Work order:
Each line of the data below that includes the string "outputs" must be copied.

Material supplied:
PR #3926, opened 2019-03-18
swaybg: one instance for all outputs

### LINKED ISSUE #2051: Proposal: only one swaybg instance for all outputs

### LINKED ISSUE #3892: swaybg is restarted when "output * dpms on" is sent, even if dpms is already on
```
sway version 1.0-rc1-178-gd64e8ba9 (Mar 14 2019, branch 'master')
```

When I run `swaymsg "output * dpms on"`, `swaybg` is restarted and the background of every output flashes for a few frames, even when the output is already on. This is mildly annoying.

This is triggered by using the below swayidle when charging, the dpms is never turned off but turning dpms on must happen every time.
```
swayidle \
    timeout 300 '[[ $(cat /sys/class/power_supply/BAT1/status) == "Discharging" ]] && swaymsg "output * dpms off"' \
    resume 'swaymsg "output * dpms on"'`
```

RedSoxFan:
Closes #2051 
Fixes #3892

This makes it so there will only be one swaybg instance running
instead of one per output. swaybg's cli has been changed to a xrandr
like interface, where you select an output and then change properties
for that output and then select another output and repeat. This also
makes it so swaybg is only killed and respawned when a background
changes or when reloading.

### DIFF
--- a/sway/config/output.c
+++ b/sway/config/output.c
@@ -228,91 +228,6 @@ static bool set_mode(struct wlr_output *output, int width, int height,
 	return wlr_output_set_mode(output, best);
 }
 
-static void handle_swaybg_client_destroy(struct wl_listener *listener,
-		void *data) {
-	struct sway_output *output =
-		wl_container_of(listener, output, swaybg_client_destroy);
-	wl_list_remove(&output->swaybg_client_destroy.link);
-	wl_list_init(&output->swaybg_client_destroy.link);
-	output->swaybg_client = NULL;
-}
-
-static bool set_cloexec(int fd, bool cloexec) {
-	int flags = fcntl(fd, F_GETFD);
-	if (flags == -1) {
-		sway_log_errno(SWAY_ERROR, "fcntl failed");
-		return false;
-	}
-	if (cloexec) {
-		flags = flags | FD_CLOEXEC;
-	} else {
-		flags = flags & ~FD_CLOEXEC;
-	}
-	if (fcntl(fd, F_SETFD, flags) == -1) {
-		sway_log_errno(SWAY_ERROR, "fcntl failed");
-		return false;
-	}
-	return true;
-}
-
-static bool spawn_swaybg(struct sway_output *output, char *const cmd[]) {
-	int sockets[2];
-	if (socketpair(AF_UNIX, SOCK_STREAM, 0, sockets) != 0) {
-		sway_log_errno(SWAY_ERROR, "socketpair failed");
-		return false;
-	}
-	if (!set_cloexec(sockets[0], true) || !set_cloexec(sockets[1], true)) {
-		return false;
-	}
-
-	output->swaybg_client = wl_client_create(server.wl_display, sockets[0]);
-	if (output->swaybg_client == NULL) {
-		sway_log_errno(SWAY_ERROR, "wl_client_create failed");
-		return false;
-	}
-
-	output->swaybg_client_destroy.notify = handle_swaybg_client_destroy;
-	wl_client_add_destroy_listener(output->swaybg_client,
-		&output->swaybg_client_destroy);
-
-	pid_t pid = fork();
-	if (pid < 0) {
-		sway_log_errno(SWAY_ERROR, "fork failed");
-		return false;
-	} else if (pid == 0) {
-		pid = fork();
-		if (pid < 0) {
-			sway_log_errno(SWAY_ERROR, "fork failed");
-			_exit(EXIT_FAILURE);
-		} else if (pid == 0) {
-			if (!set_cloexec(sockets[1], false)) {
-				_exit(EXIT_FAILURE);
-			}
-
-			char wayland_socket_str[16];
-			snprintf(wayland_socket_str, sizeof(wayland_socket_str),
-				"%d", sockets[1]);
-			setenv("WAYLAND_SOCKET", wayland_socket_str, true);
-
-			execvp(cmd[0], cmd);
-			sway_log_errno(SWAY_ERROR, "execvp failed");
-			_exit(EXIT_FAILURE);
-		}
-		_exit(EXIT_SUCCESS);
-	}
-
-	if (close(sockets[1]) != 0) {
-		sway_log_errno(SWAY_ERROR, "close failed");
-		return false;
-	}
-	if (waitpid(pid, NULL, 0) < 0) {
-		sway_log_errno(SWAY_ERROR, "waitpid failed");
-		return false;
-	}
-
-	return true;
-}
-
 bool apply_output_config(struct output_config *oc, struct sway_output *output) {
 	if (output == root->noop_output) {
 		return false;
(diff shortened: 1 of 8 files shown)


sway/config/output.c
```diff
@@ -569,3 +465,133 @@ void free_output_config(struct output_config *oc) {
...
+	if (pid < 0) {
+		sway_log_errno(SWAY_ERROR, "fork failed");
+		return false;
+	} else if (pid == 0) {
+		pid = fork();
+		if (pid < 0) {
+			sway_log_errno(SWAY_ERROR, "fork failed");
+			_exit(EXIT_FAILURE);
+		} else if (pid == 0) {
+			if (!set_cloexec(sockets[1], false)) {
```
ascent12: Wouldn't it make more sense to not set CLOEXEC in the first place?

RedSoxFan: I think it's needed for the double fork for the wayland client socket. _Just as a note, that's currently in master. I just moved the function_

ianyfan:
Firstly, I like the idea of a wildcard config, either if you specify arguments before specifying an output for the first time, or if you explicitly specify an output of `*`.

Expected answer:
swaybg: one instance for all outputs
### LINKED ISSUE #2051: Proposal: only one swaybg instance for all outputs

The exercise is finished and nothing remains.